The choice of density 400 kg/m3 and the sound velocity 4000 kg/m3 is a good representation of the true material.

The theatre building should be completed with the stage and the wall behind the stage which are missing in Epidaurus.

The simulation is performed thus that the recorded voice of the performer is assumed to propagate from the initial point which are the actor's lips standing on the middle of the stage edge to the endpoint which are the listener's ears sitting in the middle of the first row. From the initial point we generate the trajectories composed of the segments of sound propagation in air and of the segments of sound propagation in the material of the walls. The partial attenuation is found by formula (1). Then we add the partial delays and we multiply the partial attenuations so we obtain the pair of signals delay/ attenuation for the trajectory. We continue generating the trajectories till adding the parameters of the new trajectory does not change values of the impulse response by more than 1%.

The sound source is located on the actor's lips, the actor standing on the middle of the stage edge. The sound receiver is located at the height of the listener's ears, the listener. sitting in the middle of the first row.

The simulation should take into account that the sound perception is impacted by the ears' location, namely Head Related Transfer Function.

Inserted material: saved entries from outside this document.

Issue #60, opened 2018-06-27
Add another way to display bug/issue in the form of Card


fiennyangeln:

helfi92:
https://github.com/mozilla-frontend-infra/codetribute/pull/64#issuecomment-405930800

PR #64, opened 2018-06-29
add options to display card

fiennyangeln:
- I make the `TasksList` component to be called by TasksTable, not views/project as I realized some of the method are similar (getTableData), the filter button, the view options button, and the filters later
- I make the options to display available only for large screen, for small screen, it will only display card

Bug #60


src/components/TasksTable/index.jsx
```diff
@@ -92,49 +107,86 @@ export default class TasksTable extends Component {
...
+      <Fragment>
+        <IconButton value onClick={this.handleViewOptionsClick}>
+          <TableColumnIcon />
+        </IconButton>
+        <IconButton value={false} onClick={this.handleViewOptionsClick}>
+          <TableLargeIcon />
+        </IconButton>
+      </Fragment>
+    );
+  }
```
helfi92: Instead of having two icons, we can have 1 icon only. When the bugs/issues are displayed in a table format, we show the card icon. When the bugs/issues are displayed in a card format, we show the table icon.

src/components/TasksTable/index.jsx
```diff
@@ -143,9 +157,25 @@ export default class TasksTable extends Component {
...
+
+  renderViewOptions() {
+    const { displayCard } = this.state;
+
+    return (
+      <Fragment>
+        <IconButton value={!displayCard} onClick={this.handleViewOptionsClick}>
+          {displayCard ? <TableLargeIcon /> : <TableColumnIcon />}
+        </IconButton>
+      </Fragment>
```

For each trajectory we find the pair of signals delay/ attenuation that are later aggregated if the delays coincide. Thus we obtain the impulse response, with which the input signal is filtered to simulate the acoustics of the ancient theatre. The expert can easily modify the algorithm for a different location of the source on the stage or a different location of the receiver on the seats. The useful modification is to place the sound source in the orchestra where the choral parts were performed from.

To better understand the invention it should be mentioned that the preserved till our times stone theatres were equipped with the resonator vases. The vases described by Vitruvius were tuned consistently with the then used musical scales. The wooden theatres by Vitruvius description did not require such an equipment.

Further, Vitruvius describes two kinds of theatres: so-called Greek and so-called Roman. The Greek theatre was destined for the musical performance and the actors perform on the stage and on the orchestra. Hence, to find an impulse response it is better to simulate the Greek theatre.

Claims

1. The method of sound processing simulating the acoustics of the ancient theatre consisting in the digital filtering using the finite impulse response obtained from pairs of signals delay-attenuation computed for the segments of trajectories in the theatre wall materials, whose directions are selected randomly comprising of that directions of first sound trajectory segments in the air are selected randomly and the directions of the next segments are determined by the rule that the reflection angle at the theatre wall is equal to angle of incidence until the moment when the trajectory achieves the listener's location.

2. The method of sound processing according to Claim 1 comprising of that the material from which the theatre walls are built is wood.

3. The method of sound processing according to Claim 2 comprising of that wood has density 400-500 kg/m3 and the sound velocity therein is 4000-5000 m/s.

4. The method of sound processing according to Claim 1 comprising of that the theatre building is equipped with a stage and a wall behind the stage.

5. The method of sound processing according to Claim 1 comprising of that the source of sound propagation are the actor's lips while the actor is on the stage or in the middle of orchestra.

6. The method of sound processing according to Claim 1 comprising of that the listener is located in the middle of the first row.